Photo by Joseph Robertia
Hot on Hendricks’ heels at the finish line was Dean Osmar of Clam Gulch, who came in at 6:31 p.m. eight minutes behind Hendricks, who is a third his age. Osmar didn’t site her youth or her lighter weight as the factor that led to her victory.
Instead he said, “She’s got some really good dogs.”
Osmar said this year’s race was one of the most fun he’s participated in in recent memory, and that while he was happy with his second-place finish, it means he’ll have to come back and race next year.
“Well, I’ve come in fifth, fourth, third and second, so I guess I’ll have to come back and do it again one more time,” he said.
Much like Osmar came in close behind Hendricks, Denali musher Jeff King came in not far behind Osmar at 6:36 p.m. carrying a dog in his sled basket.
The T-100, which wrapped up almost 12 hours earlier in the day, was an equally close race. Fairbanks musher Eric Butcher was able to stay out front, finishing first at 5:14 a.m.
“That was a nice 100 miles that will help prepare my team for the (Yukon) Quest in two weeks,” Butcher said.
Like Kasilof musher Jon Little won the T-100 last year prior to competing in the Quest, Butcher said he wanted to use the race for distance training, instead of risking an injury by pushing the dogs the further distance in the T-200.
Eric Butcher crosses the finish line at 5:14 a.m. on Sunday to claim victory in the T-100 Sled Dog Race.
Photo by Joseph Robertia
Butcher, a two-time Quest 250 champion and 2005 Iditarod contender, had a team of largely 4- to 6-year-old dogs that had run in the Last Great Race. He was considered the team to beat by many in the T-100. Other mushers didn’t make his win easy for him.
“I had some tough competition,” Butcher said.
One of the toughest competitors for Butcher was Jon Little’s handler, Timm Nelson, who ran a team of seven yearling pups and three adult dogs, yet managed to finish one minute behind Butcher. Nelson had overcome a few hurdles to get within striking distance of Butcher.
“I had kind of a slow start. I got a bad tangle on my first pass. I lost a dog and got it back and had to switch out leaders, but after that I started moving fast,” he said.
Nelson, who has been mushing less than a year, said he was satisfied with his second-place finish.
“I’m happy with how it turned out. The dogs moved as fast as I wanted them to go,” he said.
Not far behind Nelson, Kasilof musher Colleen Robertia finished third at 5:22 a.m., and like Nelson, Robertia also was running a team comprised of young dogs eight yearlings pups and two adults. She, too, was happy with her dogs’ performance.
The fourth place position the last spot to pay out in the T-100 was a race within the race as Sterling musher Jeremy Malloy and Kasilof musher Ed Pearson battled it out, the latter claiming fourth in the end.

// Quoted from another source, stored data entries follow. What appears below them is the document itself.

PR #2016, opened 2018-12-10
[perfetto] Do not do shallow checkout.

segfaulthunter:


Dor1s:
I'd be surprised if this made any different, but let's try as a speculative fix.

Dor1s:
Yeah, didn't help, reverting.

PR #2022, opened 2018-12-11
Update supported fuzzing engines in README

segfaulthunter:


jonathanmetzman:
Thanks! But I'm not sure I agree with this change.
honggfuzz should work but isn't really supported and we don't actually try fuzzing with it.

segfaulthunter:
@jonathanmetzman removed reference to that.

PR #2023, opened 2018-12-11
[tensorflow] Reduce size of fuzzers by stripping them (66% reduction)

mihaimaruseac:
Just discovered that by stripping the fuzzer binaries their sizes decreases a lot. This is not helping with the build taking too long or OOMing issue, but is a step forward on the path to a better integration


mihaimaruseac:
I just checked, we don't have other debugging flags appended. In that case I'll close and revert this, it seems it is indeed defeating the purpose of the fuzzing. Thanks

Malloy said that, despite the two mushers kicking and pedaling like madmen, it was a gentleman’s race to the end. He described how at one point Pearson’s team got off trail and cut across a lake, which ended up being a bit of a shortcut. When the trails reconnected and Malloy met back up with Pearson, he had stopped his team to make up the time difference to Malloy, so things were fair.
“It showed a lot of sportsmanship,” Malloy said.

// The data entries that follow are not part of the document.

PR #2032, opened 2018-12-18
Integrate mpg123 along with a fuzz target.

markus-kusano:


projects/mpg123/Dockerfile
```diff
@@ -0,0 +1,26 @@
...
+# Unless required by applicable law or agreed to in writing, software
+# distributed under the License is distributed on an "AS IS" BASIS,
+# WITHOUT WARRANTIES OR CONDITIONS OF ANY KIND, either express or implied.
+# See the License for the specific language governing permissions and
+# limitations under the License.
+#
+################################################################################
+
+FROM gcr.io/oss-fuzz-base/base-builder
+MAINTAINER kusano@email.com
```
jonathanmetzman: I guess this field isn't actually used, but did you leave a placeholder here intentionally?

projects/mpg123/build.sh
```diff
@@ -0,0 +1,46 @@
...
+#
+# Unless required by applicable law or agreed to in writing, software
+# distributed under the License is distributed on an "AS IS" BASIS,
+# WITHOUT WARRANTIES OR CONDITIONS OF ANY KIND, either express or implied.
+# See the License for the specific language governing permissions and
+# limitations under the License.
+#
+################################################################################
+
+# build project
```
jonathanmetzman: Please remove the comment from lines 18-22 and 33-40.

projects/mpg123/read_fuzzer.c
```diff
@@ -0,0 +1,84 @@
...
+
+static void fuzzer_release_tmpfile(char* filename) {
+  if (unlink(filename) != 0) {
+    perror("WARNING: Failed to delete temporary file.");
+  }
+  free(filename);
+}
+
+int LLVMFuzzerInitialize(int* argc, char*** argv) {
+  mpg123_init();
```
jonathanmetzman: Since you don't need argv, you should use a static variables for initialization. See https://llvm.org/docs/LibFuzzer.html#startup-initialization

projects/mpg123/Dockerfile
markus-kusano: The MAINTAINER field? This is generated from `python infra/helper.py generate` (defaults to something like your@email.com). I've deleted it.

projects/mpg123/build.sh
markus-kusano: Oops, thanks.

projects/mpg123/read_fuzzer.c
markus-kusano: Oh good point, I didn't know about this. Thanks.

projects/mpg123/Dockerfile
jonathanmetzman: Maybe we should get rid of that entirely.

projects/mpg123/read_fuzzer.c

Robertia told a similar tale of Pearson, describing how he held back his team while she dealt with a tangle in a section of trail that wasn’t safe for passing.
“I’ve been in that situation before and had people pass me and I swore I would never do that to someone,” Pearson said.

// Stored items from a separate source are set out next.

PR #2033, opened 2018-12-18
Remove -L flag from rsync to make coverage builds run

mihaimaruseac:
Tested locally and build passes pass this step, though it breaks at the end of the `compile` step, after executing everything from the script (I see the `rm -f` at the end being executed). The errors are

```
cp: cannot stat '/src/honggfuzz/hfuzz_cc/hfuzz-clang': No such file or directory
cp: cannot stat '/src/honggfuzz/hfuzz_cc/hfuzz-clang++': No such file or directory
cp: cannot stat '/src/honggfuzz/hfuzz_cc/hfuzz-g++': No such file or directory
cp: cannot stat '/src/honggfuzz/hfuzz_cc/hfuzz-gcc': No such file or directory
```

Pearson’s weren’t the only acts of sportsmanship in the 100-mile race. Three mushers Will Faulkner and Joshua Hudson of Kasilof and Trese Sweden of Denali held back their teams for 15 minutes to shine their headlamps toward Kasilof musher Dave Hampton, who had gotten off trail in the highcountry of the Caribou Hills during a wind storm that had drifted snow over the trail in several sections.
“He was in a quandary, so we shined our lights so he could see where the trail was. We shined them until he started coming down,” Faulkner said.